In the organic light-emitting display device and the driving method
thereof according to the various embodiments provided by the
present disclosure, it is possible to decrease the size of a scan
driver and a bezel area by simultaneously driving a first
transistor and a second transistor disposed in neighboring sub
pixels using a scan signal output from one scan driver and a
driving method thereof.
In the organic light-emitting display device and the driving method
thereof according the various embodiments provided by to the
present disclosure, it is possible to drive a display while
internally compensating for characteristics variations of sub
pixels using one scan driver and a driving method thereof.
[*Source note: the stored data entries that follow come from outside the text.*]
PR #494, opened 2021-02-10
modification to mercurius so massless test-particle encounters don't affect planet evolution

katvolk:
A common use-case for hybrid integrators is integrating large sets of massless test particles with a system of massive bodies. It is useful for the evolution of the planets starting from a single set of initial conditions to remain identical even when different sets of test particles are evolved (for example, when you want to integrate thousands of test particles by spitting them across many rebound instances on a cluster). However, the fact that the test particles can trigger the close-encounter routine means that they do change the planet evolution even when they are massless (example plot of changes in Jupiter's mean anomaly attached). This can cause small problems (e.g., the planet phases between different instances are different, so you have to be careful when calculating phase-dependent properties like resonant angles to not combine data across different runs) or large problems (e.g., you're trying to study how planet migration affects the Kuiper belt using artificially induced migration plus test particles; a set of initial conditions and migration parameters that ends with acceptable giant planet orbits with one set of test particles could end with ejected ice giants for a different set of particles because a small phase-shift led to an unfavorable resonance crossing between the giant planets).

I have made some small changes to mercurius to prevent the test particles from affecting the planets by reverting the planet states at the end of a close-encounter step to the already-calculated post-kepler step states if there are no close encounters between bodies with mass (if the test particles have mass, or the encounters involve two planets, then the planet evolution from the close-encounter routine is kept!). This fixes the problems described above. (Though I have not yet tested this implementation with additional forces to make sure it doesn't change how those behave).

delta-ma

### DIFF
--- a/src/integrator_mercurius.c
+++ b/src/integrator_mercurius.c
@@ -159,7 +159,8 @@ static void reb_mercurius_encounter_predict(struct reb_simulation* const r){
     const double dt = r->dt;
     rim->encounterN = 1;
     rim->encounter_map[0] = 1;
-    for (int i=1; i<N; i++){
+    rim->tponly_encounter = 1;
+	 for (int i=1; i<N; i++){
         rim->encounter_map[i] = 0;
     }
     for (int i=0; i<N_active; i++){
@@ -216,6 +217,9 @@ static void reb_mercurius_encounter_predict(struct reb_simulation* const r){
                     rim->encounter_map[j] = j;
                     rim->encounterN++;
                 }
+                if (j<N_active || r->testparticle_type==1){
+                    rim->tponly_encounter = 0;
+                }					 
             }
         }
     }
@@ -342,6 +346,14 @@ static void reb_mercurius_encounter_step(struct reb_simulation* const r, const d
         }
     }
 
+    // if only test particles encountered massive bodies, reset the
+    // massive body coordinates to their post Kepler step state
+    if(rim->tponly_encounter){
+        for (int i=1;i<r->N_active;i++){
+            r->particles[i] = rim->particles_post[i];
+        }
+    }
+
     // Reset constant for global particles
     r->t = old_t;
     r->dt = old_dt;
@@ -399,6 +411,7 @@ void reb_integrator_mercurius_part1(struct reb_simulation* r){
         // These arrays are only used within one timestep. 
         // Can be recreated without loosing bit-wise reproducibility
         rim->particles_backup   = realloc(rim->particles_backup,sizeof(struct reb_particle)*N);
+        rim->particles_post   = realloc(rim->particles_post,sizeof(struct reb_particle)*N);
         rim->encounter_map      = realloc(rim->encounter_map,sizeof(int)*N);
         rim->allocatedN = N;
     }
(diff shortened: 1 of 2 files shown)


hannorein:
Hi Kat! That's awesome. You raise a good point which I had not thought about before. I think you've done the right thing when you implemented this an an optional flag. It might not be the default behaviour that one naively expects in most circumstances. 

Let me think a little more about the implications a little more before merging this in. There are also a few more bookkeeping items to make this work (I can do those, just putting them here for reference):

- [ ] Add the new variable to the input/output routines so that it gets stored in the binary files. 
- [ ] Add the variable to the python interface (right now it will crash).

katvolk:
Thanks Hanno! I did consider whether there should be some higher-level flag the user could set to either trigger this option or not, but I wasn't sure how best to do that. Right now it will always behave the way I want it to for test particles (I need it to for a project I'm starting!). I know there are other people who do high-throughput computing like I do that would appreciate this option, but you would have a better idea about whether this is the best way to implement it!

danielk333:
Just to confirm this usefulness to other users: I actually (wrongly now I realize) assumed that this WAS the default behavior as test-particles with no mass by definition has no feedback with the system dynamics. I usually parallelize all my code with MPI (so I can run it on home-built clusters/my laptop/HPC without any change) and this would have given my a nasty surprise. Thanks for the heads up!

hannorein:
It can't be the default behaviour because massive particles could never have close encounters with other massive particles. Even for encounters with massless particles, a user might want to manually modify a massive particle during a collision/encounter with a test particles. That would be overwritten with this new flag turned on. Just for reference, this only affects the dynamics of planets because of round-off errors (which can be important in a chaotic system as Kat has shown).

katvolk:
Just to be clear. The current modification does keep the close encounter calculations if they were two massive bodies involved in a close encounter. It only replaces the planets post close encounter state with the post Kepler step state if there were only test particles involved in the close encounter. That’s what the flag is keeping track of.

hannorein:
That leads to an issue where there are two planets and each is having close encounters with different test particles at the same time, but not with each other.

katvolk:
The flag gets set in the close encounter prediction routine, and I think that is accounted for.

hannorein:
Hm. Maybe I'm missing something, but I don't think so. If you just add another planet to your simulation, and that planet also has close encounters with test particles, then the positions of the planets will not get reset and you end up with the same issue you were trying to solve with the flag in the first place. 

If you're just interested in one planet plus test particles, then that's not a problem.

hannorein:
Never mind. I'm wrong. You're right. I understand now. Sorry! 

Let me think through the implications a little more. There are so many edge cases to consider...

katvolk:
Whew, I was just double checking to make sure is implemented the flag reset where I thought I had! Definitely worth thinking for a while about edge cases before implementing. I am almost always doing solar system cases, where this is fine, but there could be other cases I haven’t thought hard about where it leads to undesired changes. In which case it might be better to make this behavior optional with another user-set flag parameter.

hannorein:
I've pushed some changes to the katvolk-main branch on my repository. I'm now reusing the `particles_backup` array. This allows us to get away without creating a new `particles_post` array. It works because `particles_backup` is no longer used after setting up the particles for the encounter step. I've also added a unit test and fixed the python structures.  

Still thinking about possible unintended side effects...

PR #498, opened 2021-02-15
add missing import to __init__.py

Findus23:
Maybe this is again something where I am overthinking a trivial fact, but the `__all__` array lists all imports, but `reb_simulation_integrator_ias15` isn't imported above.

Also this is weird:

https://github.com/hannorein/rebound/blob/ed163305cc1dd9e314e80d686a564498d1f35ff1/rebound/__init__.py#L35-L42
`pkg_resources` is being used without being imported, which could never work.

### DIFF
--- a/rebound/__init__.py
+++ b/rebound/__init__.py
@@ -41,8 +41,8 @@ except:
     # Might fails on python3 versions, but not important
     pass
 
-# Exceptions    
-class SimulationError(Exception):  
+# Exceptions
+class SimulationError(Exception):
     """The simulation exited with a generic error."""
     pass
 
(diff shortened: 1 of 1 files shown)


hannorein:
I'm not sure the ias15 structure is really needed in `__all__`. But you're right, to be consistent with the other structures it would make sense to add it.

I guess at some point we must have removed `import pkg_resources` and because of the try catch block, we never saw the error message. It looks like `pkg_resources` is imported in `simulation.py`. But it's actually not needed there. Just moving the import statement to `__init__.py` seems to work for me. I can't think of any obvious problem doing that (we could add the import statement to the try catch block to be absolutely sure we avoid any issues).

Given it's 2021, I'm a bit reluctant to invest a lot of time thinking about python2.

Findus23:
Indeed it seems like `from rebound import reb_simulation_integrator_ias15` works even now, but for consistency sake it shouldn't hurt to add it.

Weirdly there was never a `import pkg_resources` that got removed. (https://github.com/hannorein/rebound/commit/1feb3bcbdf90bf55e242e51a9740b4c30f9ff8d3 introduced the code as-is)

https://github.com/hannorein/rebound/blob/6597aed52b8c48fc70a70514762f9993964f47b1/rebound/simulation.py#L19-L23

At least for me `python3.9 -c "import pkg_resources"` works fine, but of course I can't promise that this is the case for all python setups (I think it depends on the setuptools version).

hannorein:
Ah, well that commit explains it. The code was in `simulation.py` at some point, then got copied to `__init__.py` but without the import statements. This never popped up as an error because of the try catch block. So moving the import statement over seems to be the solution.

PR #500, opened 2021-02-15
run tests on Python 3.9

Findus23:
While rebound works with Python 3.9 it would be great to verify this by running the tests with 3.9 instead of 3.8 (hoping there won't be any 3.5-3.8 exclusive bugs in the future)

### DIFF
--- a/.travis.yml
+++ b/.travis.yml
@@ -13,18 +13,18 @@ env:
 python:
   - "2.7"
   - "3.4"
-  - "3.8"
+  - "3.9"
 
 matrix:
   exclude:
     - env: TESTPART=C
       python: "3.4"
     - env: TESTPART=C
-      python: "3.8"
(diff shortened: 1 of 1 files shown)


Findus23:
BTW: travis-ci.org is shutting down very soon and all projects have to migrate to travis-ci.com (which is probably why the test are insanely slow at the moment)

hannorein:
Yeah, I saw the notice, but last time I tried to migrate it, it didn't work for some reason and the message still says "Please stay tuned here for more information."

(I'm also not sure if travis is the CI we want to continue using in the future.)

Findus23:
Indeed until recently it said that it will be shut down in December, but it seems to have changed. 
Thankfully the tests don't need any odd dependencies or services, so they should run fine just about everywhere.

BRIEF DESCRIPTION OF THE DRAWINGS
The above and other objects, features and advantages of the present
disclosure will be more apparent from the following detailed
description taken in conjunction with the accompanying drawings, in
which:
FIG. 1 is a diagram illustrating a schematic system configuration
of an organic light-emitting display device according to an
embodiment of the present disclosure;
FIG. 2 is a diagram illustrating a sub pixel structure of the
organic light-emitting display device according to an embodiment of
the present disclosure;
FIGS. 3A and 3B are diagrams illustrating an example in which a
bezel area increases when a scan driver is mounted on a display
panel in a GIP type;
FIG. 4 is a signal diagram illustrating internal compensation for a
sub pixel (e.g., the subpixel shown in FIG. 2) of the organic
light-emitting display device according to an embodiment of the
present disclosure;
FIG. 5 is a diagram illustrating a connection structure of sub
pixels of the organic light-emitting display device according to an
embodiment of the present disclosure;
FIG. 6 is a diagram illustrating a driving method of neighboring
sub pixels of the organic light-emitting display device according
to an embodiment of the present disclosure;
FIG. 7 is a diagram illustrating a driving method of neighboring
sub pixels of an organic light-emitting display device according to
another embodiment of the present disclosure;
FIG. 8 is a flowchart illustrating a driving method of the organic
light-emitting display device according to an embodiment of the
present disclosure; and
FIG. 9 is a diagram illustrating an example in which a bezel area
decreases in an organic light-emitting display device with a GIP
structure according to an embodiment of the present disclosure.
DETAILED DESCRIPTION
Advantages and features of the disclosure and methods for achieving
the advantages or features will be apparent from embodiments
described below in detail with reference to the accompanying
drawings. However, the disclosure is not limited to these
embodiments but can be modified in various forms. The embodiments
are merely for completing disclosure of the invention and are
provided to completely inform those skilled in the art of the scope
of the invention. The scope of the invention is defined by only the
appended claims.
Shapes, sizes, ratios, angles, number of pieces, and the like
illustrated in the drawings for the purpose of explaining the
embodiments of the disclosure are exemplary and, thus, the
disclosure is not limited to the illustrated items. Like reference
numerals in the entire specification denote like elements. When it
is determined that detailed description of known techniques
involved in the disclosure makes the gist of the disclosure
obscure, then such detailed description thereof will not be
made.
When "include," "have," "be constituted," and the like are
mentioned in the specification, another element may be added unless
"only" is specifically used to exclude such meaning. A singular
expression of an element includes two or more elements unless
differently mentioned.
In analyzing elements, an error range is included even when
explicit description is not made.
For example, when a positional relationship of two elements is
described using "on," "above," "below," "beside," and the like, one
or more other elements may be located therebetween unless
"immediately" or "directly" is used.
For example, when temporal relationships are described using
"after", "subsequent to", "next", "before", and the like, such
expressions may include temporal discontinuity unless "immediately"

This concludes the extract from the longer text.